---------- DATASET CONTENT ----------

PR #24, opened 2024-12-03
ci(lint): forbid wrong typing inside the CI

Sigurd-Borge:
Current tox.ini and ci.yml doesn't actually fail if files are incorrectly written (it tries to fix with `ruff check --fix`) or formatted according to the rules in ruff.toml, this corrects that.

----------

_GOAL OF THE EXERCISE:_ Every line of the material above is to be copied exactly.

_TASK SOLUTION:_
PR #24, opened 2024-12-03
ci(lint): forbid wrong typing inside the CI

Sigurd-Borge:
Current tox.ini and ci.yml doesn't actually fail if files are incorrectly written (it tries to fix with `ruff check --fix`) or formatted according to the rules in ruff.toml, this corrects that.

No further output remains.